譲れないもの

農業の勉強

三女が農業高校に進路を定めて入学、はじめての公開授業ということでジェラテリアをしばし離れて参加してきました。

今日は、午後から雷雨というコンディション。ほ場での実習があるということで楽しみにしてたのですが、冷たい嵐の中でどこに行ってしまったのか見つけられず、学校中の授業を見て回りました。

地理や数学、英語などこの学校でもある授業から、ナチュラルチーズとプロセスチーズの違いについての専門的な授業まで、謎の保護者のように各教室をハシゴしました。でも、やっぱり入学したての我が子がどんな授業を受けているか見たいと思い、意を決して雨の中、広い校内をうろうろと。

やっと見つけました!

農業の勉強

ちょうど、定植前のスイカ苗をデッサンし、植物のディテールについて基本的な呼び名を覚える、という授業。私は普通科出身なので、とっても勉強になりました。特に、生長点を見極めるという内容は、とても実践的。特定の生長点を取り去ることで、栄養を実に集中させる技法の話しなどをきき、概念としては知っていても具体的な方法を知らない私にはとても勉強になりました。

休憩時間をはさんで、こんどは農具の呼び方の授業。先生がもっているのは、何でしょう?「シャベル!」「スコップ!」と生徒たち。

先生は「ちゃんと、間違ってくれてありがとう!」とおっしゃいます。

これ、なんて呼ぶか知ってますか?

「移植ごて」が正しい名前です。

先生は「一般の人は、これはスコップだといいますが、私たち農業の世界では、移植ごてというのです」と。

言葉を知ることは、その専門領域を知ることでもあります。私もこの半年ほどの間にお菓子作りの用語をたくさん覚え、もうそれは当たり前になってきました。つい、専門用語に走りがちになるところを、誰でも分かる言葉で表現することは簡単ではありません。

シャベルやショベルの話しに、そうそう、そうだよね、などと思いながら、いよいよ段階的に農業の深いところに入っていく娘の成長が楽しみです。

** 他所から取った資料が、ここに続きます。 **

Issue #1818, opened 2020-10-16
Add a way to enforce default context storage implemenation


Oberon00:
**Is your feature request related to a problem? Please describe.**
For example in an auto-instrumenting agent, we do not want the Context implementation to scan for user-provided SPIs that may or may not work as expected with our agents. But there is not way to enforce the default thread local storage (for example, there is no provider class for the default storage).

Relevant code is in this function: https://github.com/open-telemetry/opentelemetry-java/blob/fa1e876df20910ca5ec3d43a788f2bcf35013d68/context/src/main/java/io/opentelemetry/context/LazyStorage.java#L39

**Describe the solution you'd like**
The simplest solution would be to add a special name like `default` that is accepted for the `io.opentelemetry.context.contextStorageProvider` system property.

**Describe alternatives you've considered**
One could add a Provider implementation returning the default context manually and specify the name of that. However, this is quite a bit of boilerplate and non-obvious.

Oberon00:
Related: #1819 "If there is only one ContextStorageProvider, the system property is ignored without warning"

dengliming:
What if we provide another System property name like( `io.opentelemetry.context.contextStorageProvider.spi.enable` or `io.opentelemetry.context.contextStorageProvider.enforceDefault`)  to enforce it (not `io.opentelemetry.context.contextStorageProvider`) using default context storage implemenation?  Is that more obvious?

anuraaga:
I think one variable with `default` sounds fine to me. It prevents the use of `default.java` as a provider, but that's a very small limitation. Instead we get just one property we have to explain.

dengliming:
@anuraaga Hey~ So you mean we can just accept `default `  for the io.opentelemetry.context.contextStorageProvider system property?

PR #2039, opened 2020-11-07
Add a way to enforce default context storage implementation

dengliming:
closes [https://github.com/open-telemetry/opentelemetry-java/issues/1818](https://github.com/open-telemetry/opentelemetry-java/issues/1818)

### DIFF
--- a/context/src/main/java/io/opentelemetry/context/LazyStorage.java
+++ b/context/src/main/java/io/opentelemetry/context/LazyStorage.java
@@ -87,7 +87,7 @@ final class LazyStorage {
     String providerClassName = System.getProperty(CONTEXT_STORAGE_PROVIDER_PROPERTY, "");
     // Allow user to enforce default ThreadLocalContextStorage
     if (ENFORCE_DEFAULT_VALUE.equals(providerClassName)) {
-      return DefaultContext.threadLocalStorage();
+      return ContextStorage.defaultStorage();
     }
 
     List<ContextStorageProvider> providers = new ArrayList<>();
@@ -118,7 +118,7 @@ final class LazyStorage {
                   + "qualified class name of the provider to use. Falling back to default "
                   + "ContextStorage. Found providers: "
                   + providers));
-      return DefaultContext.threadLocalStorage();
+      return ContextStorage.defaultStorage();
     }
 
     for (ContextStorageProvider provider : providers) {
@@ -134,7 +134,7 @@ final class LazyStorage {
                 + providerClassName
                 + " but found providers: "
                 + providers));
-    return DefaultContext.threadLocalStorage();
+    return ContextStorage.defaultStorage();
   }
 
   private LazyStorage() {}
--- a/context/src/main/java/io/opentelemetry/context/LazyStorage.java
+++ b/context/src/main/java/io/opentelemetry/context/LazyStorage.java
@@ -65,8 +65,7 @@ final class LazyStorage {
 
   private static final String CONTEXT_STORAGE_PROVIDER_PROPERTY =
       "io.opentelemetry.context.contextStorageProvider";
-  private static final String CONTEXT_STORAGE_PROVIDER_ENFORCE_DEFAULT_PROPERTY =
-      "io.opentelemetry.context.contextStorageProvider.enforceDefault";
+  private static final String ENFORCE_DEFAULT_VALUE = "default";
 
   private static final Logger logger = Logger.getLogger(LazyStorage.class.getName());
 
@@ -85,8 +84,8 @@ final class LazyStorage {
 
   static ContextStorage createStorage(AtomicReference<Throwable> deferredStorageFailure) {
     String providerClassName = System.getProperty(CONTEXT_STORAGE_PROVIDER_PROPERTY, "");
-    boolean enforceDefault = Boolean.getBoolean(CONTEXT_STORAGE_PROVIDER_ENFORCE_DEFAULT_PROPERTY);
-    if (enforceDefault) {
+    // enforceDefault
+    if (ENFORCE_DEFAULT_VALUE.equals(providerClassName)) {
       return DefaultContext.threadLocalStorage();
     }
 
--- a/context/src/main/java/io/opentelemetry/context/LazyStorage.java
+++ b/context/src/main/java/io/opentelemetry/context/LazyStorage.java
@@ -65,7 +65,7 @@ final class LazyStorage {
 
   private static final String CONTEXT_STORAGE_PROVIDER_PROPERTY =
       "io.opentelemetry.context.contextStorageProvider";
-  private static final String ENFORCE_DEFAULT_VALUE = "default";
+  private static final String ENFORCE_DEFAULT_STORAGE_VALUE = "default";
 
   private static final Logger logger = Logger.getLogger(LazyStorage.class.getName());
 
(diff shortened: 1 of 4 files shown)


context/src/main/java/io/opentelemetry/context/LazyStorage.java
```diff
@@ -83,6 +85,10 @@ static ContextStorage get() {
 
   static ContextStorage createStorage(AtomicReference<Throwable> deferredStorageFailure) {
     String providerClassName = System.getProperty(CONTEXT_STORAGE_PROVIDER_PROPERTY, "");
+    boolean enforceDefault = Boolean.getBoolean(CONTEXT_STORAGE_PROVIDER_ENFORCE_DEFAULT_PROPERTY);
```
Oberon00, line 88: Why a second system property? As discussed on the issue, a single one would be simpler.

dengliming: My bad. It's my misunderstand your point. Can you review again? thanks.

context/src/test/java/io/opentelemetry/context/LazyStorageTest.java
```diff
@@ -76,6 +76,13 @@ public void set_storage_provider_property_matches_one_provides() throws Exceptio
     }
   }
 
+  @Test
+  public void enforce_default_thread_local_storage() {
```
anuraaga, line 80: I don't think we can test this sort of behavior with other ones since the system property is only loaded once. Can you extract another testset for this case? I think `context` will be full of many test sets because of his global initialization logic :)

anuraaga (approved):

context/src/test/java/io/opentelemetry/context/LazyStorageTest.java
anuraaga: Actually since we're not testing the public method it looks ok. But we should still make sure the system properties are cleaned up. I realize this already affects the existing tests, but can you use junit pioneer?

https://github.com/open-telemetry/opentelemetry-java/blob/71ba8e1b87bfd16f2ecd21643bf55b88d1ecfcaa/sdk/common/src/test/java/io/opentelemetry/sdk/common/export/ConfigBuilderTest.java#L238

dengliming: I already clearup the properties in aftereach. It is not enough?
```
@AfterEach
  public void after() {
    System.clearProperty(CONTEXT_STORAGE_PROVIDER_PROPERTY);
  }
```

anuraaga: Using the annotation is more self-documenting and I guess less error-prone. It's not so clear which tests depend on that `AfterEach` existing, so the annotation is nice to make it very self-documenting / clear. It's not a blocking change but I think it's a good idea.

dengliming: You are right. Thanks for help. That makes it more simpler and clearer. : )

context/src/test/java/io/opentelemetry/context/LazyStorageTest.java
```diff
@@ -13,37 +13,36 @@
...
 
-  @AfterEach
-  public void after() {
-    System.clearProperty(CONTEXT_STORAGE_PROVIDER_PROPERTY);
-  }
-
   @Test
-  public void empty_provides() {
+  @ClearSystemProperty(key = CONTEXT_STORAGE_PROVIDER_PROPERTY)
+  public void empty_providers() {
```
anuraaga, line 31: Just one last nit, if you can change the methods to be package-private, since junit5, that would be swell, not a required change though.

anuraaga (approved):
Thanks!

context/src/test/java/io/opentelemetry/context/LazyStorageTest.java
dengliming: Thanks. That was done.

context/src/main/java/io/opentelemetry/context/LazyStorage.java
```diff
@@ -83,6 +84,10 @@ static ContextStorage get() {
 
   static ContextStorage createStorage(AtomicReference<Throwable> deferredStorageFailure) {
     String providerClassName = System.getProperty(CONTEXT_STORAGE_PROVIDER_PROPERTY, "");
```
jkwatson, line 86: shouldn't we change the default value here to ENFORCE_DEFAULT_VALUE, rather than an empty String?

jkwatson: oh, probably not, since we want the SPI to load before we fall back to this value. hmm. This code has ended up pretty confusing. Maybe some additional comments about the priorities here would be helpful.

context/src/main/java/io/opentelemetry/context/LazyStorage.java
```diff
@@ -83,6 +84,10 @@ static ContextStorage get() {
...
+    // enforceDefault
+    if (ENFORCE_DEFAULT_VALUE.equals(providerClassName)) {
+      return DefaultContext.threadLocalStorage();
```
jkwatson, line 89: How are we choosing between calling this method, vs. `ContextStorage.defaultStorage()` which return the same thing?

dengliming: yes. they return the same thing. what about calling `ContextStorage.defaultStorage()` consistently?

dengliming: @anuraaga I would really appreciate it If you can also share your opinion here.  : )

anuraaga: Yeah let's remove `DefaultContext.threadLocalStorage`, that is a leftover from refactoring during the initial implementation. I was thinking of doing it after this PR if you weren't to do so :P

dengliming: @jkwatson Should we remove `DefaultContext.threadLocalStorage`  in this PR?

jkwatson: If we don't, please create an issue for it, so we don't lose track.

dengliming: Let's remove it now. : )

jkwatson (approved):
Thanks!

context/src/main/java/io/opentelemetry/context/LazyStorage.java
```diff
@@ -65,6 +65,7 @@ static ContextStorage get() {
 
   private static final String CONTEXT_STORAGE_PROVIDER_PROPERTY =
       "io.opentelemetry.context.contextStorageProvider";
+  private static final String ENFORCE_DEFAULT_VALUE = "default";
```
Oberon00, line 68:
```suggestion
  private static final String ENFORCE_DEFAULT_STORAGE_VALUE = "default";
```

context/src/main/java/io/opentelemetry/context/LazyStorage.java
```diff
@@ -82,7 +83,12 @@ static ContextStorage get() {
   }
 
   static ContextStorage createStorage(AtomicReference<Throwable> deferredStorageFailure) {
+    // Get the specified SPI implementation first here
     String providerClassName = System.getProperty(CONTEXT_STORAGE_PROVIDER_PROPERTY, "");
```
Oberon00, line 87:
```suggestion
    final String providerClassName = System.getProperty(CONTEXT_STORAGE_PROVIDER_PROPERTY, "");
```

Oberon00 (approved):
Thank you!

私がいつか、農業の専門用語でこてんぱんにされる日を夢見ます。

狙ったわけでもなく、強制したわけでもないのですが、うちの子どもたちは「日本を創っていきたい」ということを突然思い立つようなのです。

私がしょっちゅう「日本を理解しない限り、お互いの文化を尊重し支え合うことなんてできない」「自国の文化と言語に(深い理解をして)誇りを持つからこそ、別の国の人の文化や習慣などを大切にできる」と口癖のようにいっているからか、たまたまそうなのかはわかりませんが、とにかくそんなことで、率直に嬉しいです。

1人目の娘はアジア最後の独立国、東ティモールにシンパシーを深め、いつか日本を正しく伝え、相手の文化も等しく尊重する日本語教師になりたいと意気込んでいます。

2人目の息子は、能や日本舞踊に心惹かれ、新しい方法で日本の伝統文化を伝えていきたいと芸術高校で勉強中

そして、日本の農業を支えることになるであろう3人目の娘、

さらに、4人目は英語と日本語の両方で勉強を、5人目は先のことはわかりませんが医者になりたいと、誰もが楽しく学校に通っています。

小学校のときはいじめで学校嫌い、大きくなると学校というフレームに疑念を抱き、反抗的だった私とは大違いで、それぞれに学校が大好きなことで、親としてどれだけ救われているかといつも思います。

私が常に心がけていることは、強制しない、押しつけないことです。テンプレートを毎日強制的に唱和させたところで、この時代に真の愛国心、真の義侠心は生まれません。自分で見いだしてこその信念であり、自分で選んでこその自主自立なのです。急がば回れとはよくいったもので、これはあらゆる生き物を育てる原則でもあります。

明日は、日曜日。プレマ株式会社はお休みですが、スタッフが誰もいませんので、私と娘二人でジェラテリアでお待ちしております。和と洋の調和した世界をお楽しみください。